→ **Problem to solve**:
Report back every line in the data that includes the string "mintedEvents".

→ **Dataset items**:
====
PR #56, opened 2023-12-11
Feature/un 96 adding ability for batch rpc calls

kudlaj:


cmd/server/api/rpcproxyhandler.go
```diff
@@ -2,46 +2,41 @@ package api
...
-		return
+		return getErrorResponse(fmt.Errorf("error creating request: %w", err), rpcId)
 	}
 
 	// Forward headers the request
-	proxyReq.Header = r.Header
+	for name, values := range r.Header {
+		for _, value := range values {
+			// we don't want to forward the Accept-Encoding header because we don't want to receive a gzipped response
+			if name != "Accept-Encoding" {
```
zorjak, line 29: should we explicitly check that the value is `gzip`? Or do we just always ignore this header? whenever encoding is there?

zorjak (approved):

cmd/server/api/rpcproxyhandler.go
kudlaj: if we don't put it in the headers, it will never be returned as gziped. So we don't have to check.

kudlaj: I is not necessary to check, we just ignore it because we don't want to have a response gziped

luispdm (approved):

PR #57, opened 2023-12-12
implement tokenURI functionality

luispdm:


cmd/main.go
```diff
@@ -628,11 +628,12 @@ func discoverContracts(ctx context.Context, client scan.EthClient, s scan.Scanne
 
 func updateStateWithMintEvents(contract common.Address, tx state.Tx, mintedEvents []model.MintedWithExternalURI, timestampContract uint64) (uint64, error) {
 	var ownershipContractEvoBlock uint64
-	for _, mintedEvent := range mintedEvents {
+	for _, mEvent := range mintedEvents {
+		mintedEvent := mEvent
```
====
→ **Solution to this exercise**:
 func updateStateWithMintEvents(contract common.Address, tx state.Tx, mintedEvents []model.MintedWithExternalURI, timestampContract uint64) (uint64, error) {
-	for _, mintedEvent := range mintedEvents {
+	for _, mEvent := range mintedEvents {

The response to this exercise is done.